Choosing a circle of radius $r$ as the integration path and taking absolute values then shows that
$$
 |a_n| \le \frac{\max_{|z|=r} |f(z)|}{r^n}
$$
for all $r > 0$.
Now assume that $f$ satisfies a growth condition
$$ \tag{$*$}
 |f(z)| \le A |z|^\alpha + B |z|^{-\beta}
$$
with non-negative real constants $A, B, \alpha, \beta$. Then
$$ \tag{$**$}
|a_n| \le A r^{\alpha - n} + B r^{-\beta -n}
$$
for all $r > 0$. If $n > \alpha$ then the right-hand side of $(**)$ tends to zero for $r \to \infty$, so that necessarily $a_n = 0$. And if $n < - \beta$ then the right-hand side of $(**)$ tends to zero for $r \to 0$, so that also $a_n = 0$.
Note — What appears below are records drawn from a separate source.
PR #1324, opened 2022-10-07
Update plugin to use github.com/aws/aws-sdk-go-v2 - Week 5

LalitTurbot:


aws/utils.go
```diff
@@ -225,6 +226,11 @@ func handleEmptySliceAndMap(ctx context.Context, d *transform.TransformData) (an
 		if reflectVal == reflect.Zero(reflectVal.Type()) {
 			return nil, nil
 		}
+	case reflect.String:
+		// To handle empty string to null change in aws sdk V1 to V2 migration
```
cbruno10, line 230: @LalitTurbot Do we still need this since we're not doing v1 backward compatible changes now?

aws/service_v2.go
```diff
@@ -204,17 +295,38 @@ func CostExplorerClient(ctx context.Context, d *plugin.QueryData) (*costexplorer
...
+	cfg, err := getClientForQueryRegion(ctx, d)
 	if err != nil {
 		return nil, err
 	}
-	if cfg == nil {
-		return nil, nil
+	return databasemigrationservice.NewFromConfig(*cfg), nil
+}
+
+func DaxClient(ctx context.Context, d *plugin.QueryData) (*dax.Client, error) {
```
cbruno10, line 306:
```suggestion
func DAXClient(ctx context.Context, d *plugin.QueryData) (*dax.Client, error) {
```

aws/service_v2.go
```diff
@@ -267,6 +423,39 @@ func ELBV2Client(ctx context.Context, d *plugin.QueryData) (*elasticloadbalancin
...
+	if err != nil {
+		return nil, err
+	}
+	if cfg == nil {
+		return nil, nil
+	}
+	return efs.NewFromConfig(*cfg), nil
+}
+
+func FsxClient(ctx context.Context, d *plugin.QueryData) (*fsx.Client, error) {
```
cbruno10, line 437:
```suggestion
func FSXClient(ctx context.Context, d *plugin.QueryData) (*fsx.Client, error) {
```

cbruno10 (changes requested):
@LalitTurbot Please see comments, thanks!

aws/utils.go
LalitTurbot: No, we don't need it now. But I have used it in some tables from week2. So did not remove it yet.
Also added handling for the string in it. Will remove it uses further if any in week 5 PR

aws/service_v2.go
LalitTurbot: @cbruno10, should it be `FSx` or `FSX`?
In documents, it is `FSx`.
https://docs.aws.amazon.com/fsx/latest/WindowsGuide/what-is.html

cbruno10: `FSx` is correct, thanks for the correction!

cbruno10 (approved):

PR #1369, opened 2022-10-28
feat: add aws_pricing_product table

aminvielledebatAtBedrock:
# Context

Allowing usage of aws pricing API

</details>

# Example query results
<details>
  <summary>Results</summary>

```
select
    service_code,
    instance_type,
    cache_engine,
    term,
    purchase_option,
    lease_contract_length,
    description,
    price_per_unit,
    currency
from
    aws_pricing_product
where
    service_code = 'AmazonElastiCache'
  and region_code = 'eu-west-3'
  and location_type = 'AWS Region'
  and instance_type = 'cache.m5.xlarge'
  and cache_engine = 'Redis';
```

| service\_code     | instance\_type  | cache\_engine | term     | purchase\_option | lease\_contract\_length | description                                             | price\_per\_unit | currency |
| ----------------- | --------------- | ------------- | -------- | ---------------- | ----------------------- | ------------------------------------------------------- | ---------------- | -------- |
| AmazonElastiCache | cache.m5.xlarge | Redis         | Reserved | No Upfront       | 3yr                     | Redis, cache.m5.xlarge reserved instance applied        | 0.1870000000     | USD      |
| AmazonElastiCache | cache.m5.xlarge | Redis         | OnDemand |                  |                         | $0.36 per Gen Purpose M5.xlarge node hour running Redis | 0.3600000000     | USD      |
| AmazonElastiCache | cache.m5.xlarge | Redis         | Reserved | Partial Upfront  | 1yr                     | Redis, cache.m5.xlarge reserved instance applied        | 0.1170000000     | USD      |
| AmazonElastiCache | cache.m5.xlarge | Redis         | Reserved | All Upfront      | 1yr                     | Upfront Fee                                             | 2009             | USD      |
| AmazonElastiCache | cache.m5.xlarge | Redis         | Reserved | All Upfront      | 3yr                     | Redis, cache.m5.xlarge reserved instance applied        | 0.0000000000     | USD      |
| AmazonElastiCache | cache.m5.xlarge | Redis         | Reserved | No Upfront       | 1yr                     | Redis, cache.m5.xlarge reserved instance applied        | 0.2460000000     | USD      |
| AmazonElastiCache | cache.m5.xlarge | Redis         | Reserved | All Upfront      | 1yr                     | Redis, cache.m5.xlarge reserved instance applied        | 0.0000000000     | USD      |
| AmazonElastiCache | cache.m5.xlarge | Redis         | Reserved | Partial Upfront  | 3yr                     | Redis, cache.m5.xlarge reserved instance applied        | 0.0860000000     | USD      |
| AmazonElastiCache | cache.m5.xlarge | Redis         | Reserved | All Upfront      | 3yr                     | Upfront Fee                                             | 4269             | USD      |
| AmazonElastiCache | cache.m5.xlarge | Redis         | Reserved | Partial Upfront  | 3yr                     | Upfront Fee                                             | 2271             | USD      |
| AmazonElastiCache | cache.m5.xlarge | Redis         | Reserved | Partial Upfront  | 1yr                     | Upfront Fee                                             | 1025             | USD      |

</details>

### DIFF
--- a/aws/table_aws_pricing_product.go
+++ b/aws/table_aws_pricing_product.go
@@ -216,8 +216,11 @@ func extractCurrency(_ context.Context, d *transform.TransformData) (interface{}
 
 // build pricing list call input filter
 func buildPricingFilter(qual *plugin.KeyColumnQuals) ([]types.Filter, error) {
-	filters := make([]types.Filter, 0)
+	if qual == nil {
+		return nil, nil
+	}
 
+	filters := make([]types.Filter, 0)
 	for _, qual := range qual.Quals {
 		qualFilter := make(map[string]*string)
 		err := json.Unmarshal([]byte(qual.Value.GetJsonbValue()), &qualFilter)
--- a/aws/table_aws_pricing_product.go
+++ b/aws/table_aws_pricing_product.go
@@ -1,0 +1,238 @@
+package aws
+
+import (
+	"context"
+	"encoding/json"
+	"github.com/aws/aws-sdk-go-v2/service/pricing"
+	"github.com/aws/aws-sdk-go-v2/service/pricing/types"
+	"github.com/aws/aws-sdk-go/aws"
+	"github.com/turbot/steampipe-plugin-sdk/v4/grpc/proto"
+	"github.com/turbot/steampipe-plugin-sdk/v4/plugin/transform"
+	"time"
+
+	"github.com/turbot/steampipe-plugin-sdk/v4/plugin"
+)
+
+//// TABLE DEFINITION
+
+func tableAwsPricingProduct(_ context.Context) *plugin.Table {
+	return &plugin.Table{
+		Name:        "aws_pricing_product",
+		Description: "AWS Pricing Product",
+		List: &plugin.ListConfig{
+			Hydrate: listPricingProduct,
+			KeyColumns: []*plugin.KeyColumn{
+				{Name: "service_code", Require: plugin.Required},
+				{Name: "filters", Require: plugin.Optional, CacheMatch: "exact"},
+			},
+		},
+		Columns: awsDefaultColumns([]*plugin.Column{
+			{Name: "rate_code", Description: "A unique code for a product/ offer/ pricing-tier combination.", Type: proto.ColumnType_STRING, Transform: transform.FromField("Offer.PriceDimension.RateCode")},
+			{Name: "service_code", Description: "This identifies the specific AWS service to the customer as a unique short abbreviation.", Type: proto.ColumnType_STRING, Transform: transform.FromField("ServiceCode")},
+			{Name: "term", Description: "Whether your AWS usage is Reserved or On-Demand.", Type: proto.ColumnType_STRING, Transform: transform.FromField("Offer.Term")},
+			{Name: "purchase_option", Description: "How you chose to pay for this line item (All Upfront, Partial Upfront, No Upfront).", Type: proto.ColumnType_STRING, Transform: transform.FromField("Offer.TermAttributes.PurchaseOption")},
+			{Name: "lease_contract_length", Description: "The length of time that your RI is reserved for.", Type: proto.ColumnType_STRING, Transform: transform.FromField("Offer.TermAttributes.LeaseContractLength")},
+			{Name: "description", Description: "Description for a product / offer / pricing-tier combination.", Type: proto.ColumnType_STRING, Transform: transform.FromField("Offer.PriceDimension.Description")},
+			{Name: "begin_range", Description: "Start of billing range, by unit", Type: proto.ColumnType_STRING, Transform: transform.FromField("Offer.PriceDimension.BeginRange")},
+			{Name: "end_range", Description: "Enf of billing range, by unit", Type: proto.ColumnType_STRING, Transform: transform.FromField("Offer.PriceDimension.EndRange")},
+			{Name: "unit", Description: "The pricing unit that AWS used for calculating your usage cost (ex: hours)", Type: proto.ColumnType_STRING, Transform: transform.FromField("Offer.PriceDimension.Unit")},
+			{Name: "price_per_unit", Description: "Price by unit", Type: proto.ColumnType_STRING, Transform: transform.FromField("Offer.PriceDimension.PricePerUnit").Transform(extractPricePerUnit)},
+			{Name: "currency", Description: "Currency used for the price", Type: proto.ColumnType_STRING, Transform: transform.FromField("Offer.PriceDimension.PricePerUnit").Transform(extractCurrency)},
+			{Name: "publication_date", Description: "The publication date of the offer.", Type: proto.ColumnType_TIMESTAMP, Transform: transform.FromField("PublicationDate")},
+			{Name: "effective_date", Description: "The effective date of the pricing details.", Type: proto.ColumnType_TIMESTAMP, Transform: transform.FromField("Offer.EffectiveDate")},
+			{Name: "version", Description: "The publication version of the offer.", Type: proto.ColumnType_STRING, Transform: transform.FromField("Version")},
+			// product attributes
+			{Name: "attributes", Description: "Product attributes.", Type: proto.ColumnType_JSON, Transform: transform.FromField("Product.Attributes")},
+			// product attributes filters
+			{Name: "filters", Description: "Product filtering by attribute.", Type: proto.ColumnType_JSON, Transform: transform.FromQual("filters")},
+		}),
+	}
+}
+
+//// LIST FUNCTION
+
+type Product struct {
+	_             struct{} `type:"structure"`
+	ProductFamily *string
+	Attributes    map[string]*string
+}
+
+type Term map[string]*Offer
+
+type PriceDimension struct {
+	Unit         *string
+	BeginRange   *string
+	EndRange     *string
+	Description  *string
+	RateCode     *string
+	PricePerUnit map[string]*string
+}
+
+type TermAttributes struct {
+	_                   struct{} `type:"structure"`
+	PurchaseOption      *string
+	LeaseContractLength *string
+}
+
+type Offer struct {
+	_               struct{} `type:"structure"`
+	PriceDimensions map[string]*PriceDimension
+	EffectiveDate   *time.Time
+	OfferTermCode   *string
+	TermAttributes  *TermAttributes
+}
+
+type PriceList struct {
+	_               struct{} `type:"structure"`
+	Product         *Product
+	ServiceCode     *string
+	Terms           map[string]*Term
+	Version         *string
+	PublicationDate *time.Time
+}
+
+func listPricingProduct(ctx context.Context, d *plugin.QueryData, _ *plugin.HydrateData) (interface{}, error) {
+	// Create Session
+	svc, err := PricingServiceClient(ctx, d)
+	if err != nil {
+		plugin.Logger(ctx).Error("aws_pricing_product.listPricingProduct", "connection_error", err)
+		return nil, err
+	}
+	if svc == nil {
+		// Unsupported region, return no data
+		return nil, nil
+	}
+
+	// Limiting the results
+	maxItems := int32(100)
+	if d.QueryContext.Limit != nil {
+		limit := int32(*d.QueryContext.Limit)
+		if limit < maxItems {
+			if limit < 20 {
+				maxItems = 20
+			} else {
+				maxItems = limit
+			}
+		}
+	}
+
+	equalQual := d.KeyColumnQuals
+	input := pricing.GetProductsInput{
+		ServiceCode:   aws.String(equalQual["service_code"].GetStringValue()),
+		FormatVersion: aws.String("aws_v1"),
+		MaxResults:    maxItems,
+	}
+
+	type OfferOutput struct {
+		_              struct{} `type:"structure"`
+		PriceDimension *PriceDimension
+		Term           string
+		EffectiveDate  *time.Time
+		OfferTermCode  *string
+		TermAttributes *TermAttributes
+	}
+
+	type PriceOutput struct {
+		_               struct{} `type:"structure"`
+		Product         *Product
+		ServiceCode     *string
+		Offer           *OfferOutput
+		Version         *string
+		PublicationDate *time.Time
+	}
+
+	filters, err := buildPricingFilter(d.Quals["filters"])
+	if err != nil {
+		plugin.Logger(ctx).Error("aws_pricing_product.listPricingProduct", "filters_building_error", err)
+		return nil, err
+	}
+
+	if len(filters) > 0 {
+		input.Filters = filters
+	}
+
+	paginator := pricing.NewGetProductsPaginator(svc, &input, func(o *pricing.GetProductsPaginatorOptions) {
+		o.Limit = maxItems
+		o.StopOnDuplicateToken = true
+	})
+
+	for paginator.HasMorePages() {
+		output, err := paginator.NextPage(ctx)
+		if err != nil {
+			plugin.Logger(ctx).Error("aws_pricing_product.listPricingProduct", "api_error", err)
+			return nil, err
+		}
+
+		for _, priceList := range output.PriceList {
+			var priceListObject PriceList
+
+			err = json.Unmarshal([]byte(priceList), &priceListObject)
+			if err != nil {
+				plugin.Logger(ctx).Error("aws_pricing_product.listPricingProduct", "unmarshal_err", err)
+				return nil, err
+			}
+
+			for term, termDetail := range priceListObject.Terms {
+				for _, offer := range *termDetail {
+					for _, priceDimension := range offer.PriceDimensions {
+						d.StreamListItem(ctx, PriceOutput{
+							Product:         priceListObject.Product,
+							ServiceCode:     priceListObject.ServiceCode,
+							Version:         priceListObject.Version,
+							PublicationDate: priceListObject.PublicationDate,
+							Offer:           &OfferOutput{PriceDimension: priceDimension, Term: term, EffectiveDate: offer.EffectiveDate, OfferTermCode: offer.OfferTermCode, TermAttributes: offer.TermAttributes},
+						})
+					}
+				}
+			}
+
+			// Context may get cancelled due to manual cancellation or if the limit has been reached
+			if d.QueryStatus.RowsRemaining(ctx) == 0 {
+				return nil, nil
+			}
+		}
+	}
+
+	return nil, nil
+}
+
+func extractPricePerUnit(_ context.Context, d *transform.TransformData) (interface{}, error) {
+	priceMap := d.Value.(map[string]*string)
+
+	for _, units := range priceMap {
+		return units, nil
+	}
+	return nil, nil
+}
+
+func extractCurrency(_ context.Context, d *transform.TransformData) (interface{}, error) {
+	priceMap := d.Value.(map[string]*string)
+
+	for currency := range priceMap {
+		return currency, nil
+	}
+	return nil, nil
+}
+
+// build pricing list call input filter
+func buildPricingFilter(qual *plugin.KeyColumnQuals) ([]types.Filter, error) {
+	filters := make([]types.Filter, 0)
+
+	for _, qual := range qual.Quals {
+		qualFilter := make(map[string]*string)
+		err := json.Unmarshal([]byte(qual.Value.GetJsonbValue()), &qualFilter)
+		if err != nil {
+			return nil, err
+		}
+
+		for attributeName, attributeValue := range qualFilter {
+			filter := types.Filter{
+				Field: aws.String(attributeName),
+				Type:  types.FilterTypeTermMatch,
+			}
+			filter.Value = attributeValue
+			filters = append(filters, filter)
+		}
+	}
+	return filters, nil
+}
--- a/docs/tables/aws_pricing_product.md
+++ b/docs/tables/aws_pricing_product.md
@@ -1,0 +1,91 @@
+# Table: aws_pricing_product
+
+Returns costs, and offer definition, for the corresponding service.
+
+## Examples
+
+### List pricing offers for on-demand shared EC2 c5.2xlarge without pre-installed software, with Linux OS
+
+```sql
+select
+  term,
+  purchase_option,
+  lease_contract_length,
+  unit,
+  price_per_unit::numeric::money,
+  currency,
+  begin_range,
+  end_range,
+  effective_date,
+  description,
+  attributes ->> 'instanceType',
+  attributes ->> 'vcpu',
+  attributes ->> 'memory',
+  attributes ->> 'operatingSystem',
+  attributes ->> 'preInstalledSw'
+from
+  aws_pricing_product 
+where
+  service_code = 'AmazonEC2' 
+  and filters = '{
+  "regionCode": "eu-west-3",
+  "locationType": "AWS Region",
+  "instanceType": "c5.2xlarge",
+  "operatingSystem": "Linux",
+  "tenancy": "Shared",
+  "preInstalledSw": "NA",
+  "capacityStatus": "Used" }'::jsonb;
+```
+
+
+### List pricing offers for Mysql RDS db.m5.xlarge instance in eu-west-3 in single-az deployment
+
+```sql
+select
+  term,
+  purchase_option,
+  lease_contract_length,
+  unit,
+  price_per_unit::numeric::money,
+  currency,
+  attributes ->> 'instanceType',
+  attributes ->> 'vcpu',
+  attributes ->> 'memory',
+  attributes ->> 'databaseEngine',
+  attributes ->> 'deploymentOption' 
+from
+  aws_pricing_product 
+where
+  service_code = 'AmazonRDS' 
+  and filters = '{
+  "regionCode": "eu-west-3",
+  "locationType": "AWS Region",
+  "instanceType": "db.m5.xlarge",
+  "databaseEngine": "MySQL",
+  "deploymentOption": "Single-AZ" }'::jsonb;
+```
+
+### List pricing offers for Redis ElasticCache cache.m5.xlarge instances in eu-west-3
+
+```sql
+select
+  term,
+  purchase_option,
+  lease_contract_length,
+  unit,
+  price_per_unit::numeric::money,
+  currency,
+  attributes ->> 'instanceType',
+  attributes ->> 'vcpu',
+  attributes ->> 'memory',
+  attributes ->> 'cacheEngine' 
+from
+  aws_pricing_product 
+where
+  service_code = 'AmazonElastiCache' 
+  and filters = '{
+  "regionCode": "eu-west-3",
+  "locationType": "AWS Region",
+  "instanceType": "cache.m5.xlarge",
+  "cacheEngine": "Redis" }'::jsonb;
+```
--- a/aws/plugin.go
+++ b/aws/plugin.go
@@ -274,6 +274,7 @@ func Plugin(ctx context.Context) *plugin.Plugin {
 			"aws_opensearch_domain":                                        tableAwsOpenSearchDomain(ctx),
 			"aws_organizations_account":                                    tableAwsOrganizationsAccount(ctx),
 			"aws_pinpoint_app":                                             tableAwsPinpointApp(ctx),
+			"aws_pricing_product":                                          tableAwsPricingProduct(ctx),
 			"aws_pricing_service_attribute":                                tableAwsPricingServiceAttribute(ctx),
 			"aws_ram_principal_association":                                tableAwsRAMPrincipalAssociation(ctx),
 			"aws_ram_resource_association":                                 tableAwsRAMResourceAssociation(ctx),
--- a/aws/service.go
+++ b/aws/service.go
@@ -852,7 +852,10 @@ func PinpointClient(ctx context.Context, d *plugin.QueryData) (*pinpoint.Client,
 }
 
 func PricingServiceClient(ctx context.Context, d *plugin.QueryData) (*pricing.Client, error) {
-	cfg, err := getClient(ctx, d, getDefaultAwsRegion(d))
+	// Pricing API is a global API that supports only us-east-1 and ap-south-1 regions
+	// getDefaultAwsRegion doesn't return the good region at the moment (it should use specified API endpoints but it doesn't).
+	// Set us-east-1 for now
+	cfg, err := getClient(ctx, d, "us-east-1")
 	if err != nil {
 		return nil, err
 	}


aminvielledebatAtBedrock:
cc @cbruno10 with another one . It's ready for me :-)

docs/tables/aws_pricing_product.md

This shows that if $f$ satisfies the growth condition $(*)$ then $a_n \ne 0$ is only possible for $-\beta \le n \le \alpha$, i.e. $f$ is a rational function with the finite Laurent series
$$
 f(z) = \sum_{n = \lceil - \beta \rceil}^{\lfloor \alpha \rfloor} a_n z^n \, .
$$
In your case, with $\alpha = 5/2$ and $\beta = -1/2$, the only non-zero Laurent coefficients are in the range $-1/2 \le n \le 5/2$, and $f(z) = a_0 + a_1 z + a_2 z^2$ is a polynomial of degree at most two.